(Entries provided)
PR #5436, opened 2018-11-01
Update TextureUnpacker.java (use original region size when unpacking atlas)

bigstupidx:
use original region size when unpacking atlas


mgsx-dev:
could you explain the fix ?

bigstupidx:
When packing small pics, texturePacker could erase the blank alpha part, this cause the small pic in the atlas is not the same size with the original size, but the altas txt file recorded this change.

example below 
pic cd_01 original size is 241x240, after packing, the size in the atlas changed to 34x34, (the other part  is blank alpha)


caidai.png
size: 1024,1024
format: RGBA8888
filter: Linear,Linear
repeat: none
cd_01
  rotate: false
  xy: 643, 645
  size: 34, 34
  orig: 241, 240
  offset: 108, 122
  index: -1

bigstupidx:
Yes, when unpacking the kind of atlas, the original image size is changed.
 
Example above when cd_01 is unpacked, the size changed to 34x34, not the original 241x240

mgsx-dev:
Oh sorry i just realized you fixed an issue with **Un**packing, I misread it.

maybe you could change your PR title to something like "use original region size when unpacking atlas"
(End Entries provided)
→ **What you are asked to do**: Find each line in the records that contains the string "changed", then say how many there are and nothing else.

→ **Answer area**: 3